* What you are asked to do
Please return all lines of the data below containing the string "configuration".

(Dataset entries)

- Opening Delimiter -

PR #26, opened 2026-01-21
Add RFC THV-0020 for header injection in remote MCP proxies

jhrozek:
This RFC proposes server-side configuration for injecting HTTP headers into requests forwarded to remote MCP servers. Currently, if specific headers need to be sent to remote servers, clients must configure them individually, which is brittle and doesn't scale across different MCP client implementations.

The solution uses a middleware that injects configured header name-value pairs into every request, following the existing token_injection pattern. This provides a single, centralized configuration point for operators.

Affected components:
- thv proxy command (--remote-forward-headers flag)
- thv run command for remote URLs (--remote-forward-headers flag)
- MCPRemoteProxy Kubernetes CRD (headerForward.addHeaders field)

Related: stacklok/toolhive#3316

### DIFF
--- a/rfcs/THV-0026-header-passthrough.md
+++ b/rfcs/THV-0026-header-passthrough.md
@@ -1,9 +1,9 @@
-# THV-0020: Configurable Header Passthrough for Remote MCP Servers
+# THV-0026: Configurable Header Passthrough for Remote MCP Servers
 
 - **Status**: Draft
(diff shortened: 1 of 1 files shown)


jhrozek:
@JAORMX I added a new section that focuses on adding headers with potentially secret value, wdyt?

- Closing Delimiter -

* Result of this exercise
This RFC proposes server-side configuration for injecting HTTP headers into requests forwarded to remote MCP servers. Currently, if specific headers need to be sent to remote servers, clients must configure them individually, which is brittle and doesn't scale across different MCP client implementations.
The solution uses a middleware that injects configured header name-value pairs into every request, following the existing token_injection pattern. This provides a single, centralized configuration point for operators.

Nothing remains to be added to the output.